Le jardinage participe à conserver la mémoire du vivant, les savoir faire et les connaissances locales

  • La taille des arbres dans certaines formes, par exemple, la conduite des arbustes fruitiers en formes palissées, mais aussi les tétards des haies, les plessis ou pléchages.
  • Certaines techniques pour la conservation des récoltes : construction de silos enterrés, transformation ou conservation de certains aliments (les poires tapées en Puisaye)
  • La connaissance des particularités locales édaphiques : en particulier concernant le sol et le climat. En janvier 2012, les personnes les plus âgées en Bourgogne nous rappelaient qu’en 1956 aussi, le printemps s’était invité au début de l’hiver, jusqu’à la fin janvier. S’en était suivi du 1er au 27 février 1956, la pire vague de froid depuis 1947. Dans les temps de canicule que nous subissons actuellement, c’est important de se souvenir que d’autres générations ont enduré aussi de grosses difficultés. Cela protège du défaitisme ambiant.
  • Les jardiniers privés participent également activement à la préservation des variétés locales, qu’il s’agisse d’arbres fruitiers, de légumes ou de plantes naturelles, grâce aux espaces préservés de leur jardin.
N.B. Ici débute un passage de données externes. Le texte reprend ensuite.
PR #742, opened 2021-05-25
Do not require watched groups to have view permission on items in activitiesView & skillsView

### LINKED ISSUE #738: Do not require the watched group to view the item to list it in activitiesView
## Motivations
In the activitiesView service with `watched_group_id`, most groups does not any activities returned as it requires both the current user and the watched group to have access to the item. The need for the watched group to have access is not that important as group members may have access by other means (for instance, "all users" group).

## Subtasks
Remove the requirement for the watched group to be allowed to view an item for it to be listed in the `activitiesView` service with `watched_group_id` parameter.

Same for skillsView

Same for itemNavigationView

zenovich:
Fixes #738

### DIFF
--- a/app/api/currentuser/get_group_activities.go
+++ b/app/api/currentuser/get_group_activities.go
@@ -261,7 +261,7 @@ func (srv *Service) getRootItemsFromDB(
 		itemsWithResultsQuery = itemsWithResultsQuery.Joins("JOIN items ON items.id = groups.root_skill_id")
 	}
 	itemsWithResultsSubquery := itemsWithResultsQuery.
-		JoinsPermissionsForGroupToItemsWherePermissionAtLeast(groupID, "view", "info").
+		JoinsPermissionsForGroupToItemsWherePermissionAtLeast(watcherID, "view", "info").
 		Joins("LEFT JOIN results ON results.participant_id = ? AND results.item_id = items.id", groupID).
 		Joins("LEFT JOIN attempts ON attempts.participant_id = results.participant_id AND attempts.id = results.attempt_id").
 		Select(`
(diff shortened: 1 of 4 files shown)


smadbe (changes requested):
I would expect a spec/doc change to explain the two changes (perm required, perm returned)

smadbe (approved):
actually I can approve, but please do the doc changes.

zenovich:
> I would expect a spec/doc change to explain the two changes (perm required, perm returned)

fixed

app/api/currentuser/get_group_activities.go
```diff
@@ -92,8 +92,10 @@ type rootItem struct {
 // description:
 //   If `{watched_group_id}` is not given, the service returns the list of root activities of the groups the current user
 //   (or `{as_team_id}`) belongs to.
-//   Otherwise, the service returns the list of root activities of all ancestor groups of the watched group which are also
+//   Otherwise, the service returns the list of root activities (visible to the current user or `{as_team_id}`)
+//   of all ancestor groups of the watched group which are also
 //   ancestors or descendants of at least one group that the current user manages.
```
smadbe, line 97: Reading  "of all ancestor groups of the watched group which are also ancestors or descendants of at least one group that the current user manages." -> but as the watched group is manage, all ancestors of the watched group are "ancestors or descendants of at least one group that the current user manages". Am I wrong?

zenovich: Not really.
```
A   B
  \ /
   C
```
If the current user is a manager of B, and the watched group is C, then the current user can manage C, but the root activity of A will not be displayed although it is an ancestor of the watched group.

smadbe: You should use "explicitly manage" and "implicitly manage". 
So your "at least one group that the current user manages" means "explicitly manage" while "the user should ba a manager of the group" two sentences below mean "implicitly manage"?

zenovich: Fixed in #744

PR #747, opened 2021-05-28
Implement the itemDependencyApply service

### LINKED ISSUE #695: item-dependencies: apply to existing
## Overview 
(re)Apply a specific existing item-dependencies rule on existing results

On `POST /items/{dependent_item_id}/prerequisites/{prerequisite_item_id}/grant_content_view`

## Input
* dependent_item_id, prerequisite_item_id

## Validations/Restrictions
- The dependent_item_id, prerequisite_item_id must exist, with grant_content_view=1 
- current-user must have:
  - can_edit=all on dependent_item_id
  - can_grant_view >= content on the dependent_item_id

## Actions
Apply the rule, i.e. grant the content access, for all existing participants which meet the condition defined by this dependency.
Do not delete entries for those who would not meet the condition anymore.

## Output
Generic output

zenovich:
Fixes #695

### DIFF
--- a/app/database/result_store_propagate.go
+++ b/app/database/result_store_propagate.go
@@ -300,8 +300,7 @@ func (s *ResultStore) Propagate() (err error) {
 				can_view = IF(VALUES(can_view) = 'content' AND can_view_value < ?, 'content', can_view),
 				can_enter_from = IF(
 					VALUES(can_enter_from) <> '9999-12-31 23:59:59' AND can_enter_from > VALUES(can_enter_from),
-					VALUES(can_enter_from), can_enter_from),
-				can_enter_until = IF(VALUES(can_enter_from) <> '9999-12-31 23:59:59', '9999-12-31 23:59:59', can_enter_until)`,
+					VALUES(can_enter_from), can_enter_from)`,
 			canViewContentIndex, canViewContentIndex)
 
 		mustNotBeError(result.Error)
--- a/app/database/result_store_propagate.go
+++ b/app/database/result_store_propagate.go
@@ -278,9 +278,9 @@ func (s *ResultStore) Propagate() (err error) {
 			INSERT INTO permissions_granted
 				(group_id, item_id, source_group_id, origin, can_view, can_enter_from, latest_update_at)
 				SELECT
-					groups.id AS group_id,
+					results.participant_id,
 					item_dependencies.dependent_item_id AS item_id,
-					groups.id,
+					results.participant_id,
 					'item_unlocking',
 					IF(items.requires_explicit_entry, 'none', 'content'),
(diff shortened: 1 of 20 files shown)


app/database/result_store_propagate.go
```diff
@@ -302,9 +301,8 @@ func (s *ResultStore) Propagate() (err error) {
 				can_enter_from = IF(
 					VALUES(can_enter_from) <> '9999-12-31 23:59:59' AND can_enter_from > VALUES(can_enter_from),
 					VALUES(can_enter_from), can_enter_from),
-				can_enter_until = IF(
-					VALUES(can_enter_from) <> '9999-12-31 23:59:59' AND can_enter_until <> '9999-12-31 23:59:59',
-					'9999-12-31 23:59:59', can_enter_until)`, canViewContentIndex, canViewContentIndex)
+				can_enter_until = IF(VALUES(can_enter_from) <> '9999-12-31 23:59:59', '9999-12-31 23:59:59', can_enter_until)`,
```
smadbe, line 304: But so, if the new value of `from`is +inf, you set `until` to its existing value? It looks like the case where you want to put `until` to `+inf` anyway. (`until` < `from` makes no sense).

The old rule meant: we set `until` to `+inf` EXCEPT if it previous value was not `+inf`and the new `from` is `+inf`... in which case we leave it to its previous value. (so `until` < `from` )

But as this `until` < `from`  does not make sense and "item_unlocking" rules are only set by code that we control, I think, we can just ignore `can_enter_until` and leave it to its db default value "9999-12-31 23:59:59".

smadbe (changes requested):

app/database/result_store_propagate.go
zenovich: In this query we never want to set `can_enter_until` to +inf explicitly.

Actually, the old rule meant we set until to +inf EXCEPT if it previous value was not +inf OR the new from is +inf... in which case we leave it to its previous value.

The only difference between the old rule and the new rule is that the old rule explicitly kept the old value of `can_enter_until` if it was +inf. The new rule overwrites +inf by +inf. So there is no difference between the rules.

smadbe: I just mean, that the new like the new rule does not really sense IMO. So we may not set `can_enter_until` at all.

zenovich: But if the can_enter_until is in the past, the item will not be unlocked (no matter how we set can_enter_from), so we should update can_enter_until here.

smadbe: Why would it be in the past for a "item_unlocking" row? But so, put it to "9999-12-31 23:59:59" without conditions.

zenovich: fixed

smadbe (approved):

PR #760, opened 2021-06-16
Implement currentAnswerGet service

### LINKED ISSUE #758: GET current answer service
## Overview 
When arriving on a task, by default, the "current answer" (latest auto-saved answer) should load. So we need a way to retrieve it (other than listing all answers and getting it by id)

On `GET /items/:item_id/current-answer` (?)

## Input
* item_id
* attempt_id
* as_team_id (optional)

## Output
same as https://france-ioi.github.io/algorea-devdoc/api/#operation/answerGet for the answer for the current participant, given item, given attempt and type=="Current"

## Validations
same as https://france-ioi.github.io/algorea-devdoc/api/#operation/answerGet

zenovich:
Fixes #758

### DIFF
--- a/app/api/answers/answers.go
+++ b/app/api/answers/answers.go
@@ -33,6 +33,7 @@ func (srv *Service) SetRoutes(router chi.Router) {
 	router.Post("/answers", service.AppHandler(srv.submit).ServeHTTP)
 
 	routerWithParticipant := router.With(service.ParticipantMiddleware(srv.Store))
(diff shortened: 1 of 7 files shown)


smadbe (changes requested):
My spec indicates a `attempt_id` parameter. I don't see it in your service.

zenovich:
> `attempt_id` parameter

Sorry. Now it is fixed.

smadbe (approved):

PR #763, opened 2021-06-21
Keep old values of items_items fields when they are not given in itemUpdate + make items_items.child_order required there

### LINKED ISSUE #762: Keep old values of items_items fields when they are not given in itemUpdate

zenovich:
Fixes #762


smadbe (approved):
thanks!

Quand on parle de la dimension sociale, ou plutôt sociétale du jardinage, il y a un aspect qu’il peut être très utile de se rappeler, c’est sa dimension thérapeutique

Le jardinage thérapeutique : l’exemple de l’association Thrive

L’exemple le plus concret de mise en œuvre de cette vertu ‘soignante’ du jardinage est fourni par l’association THRIVE, créée sous l’égide de la Royal Horticultural Society au Royaume Uni et qui organise et gère des jardins thérapeutiques. Sa devise : ‘Utiliser le jardinage pour changer les vies’ (‘Using gardening to change lives : social and therapeutic horticulture’) : Rien que ça! Les jardins qu’elle conçoit sont adaptés pour servir d’ateliers pratiques pour des personnes en situation de handicap, physique ou mental.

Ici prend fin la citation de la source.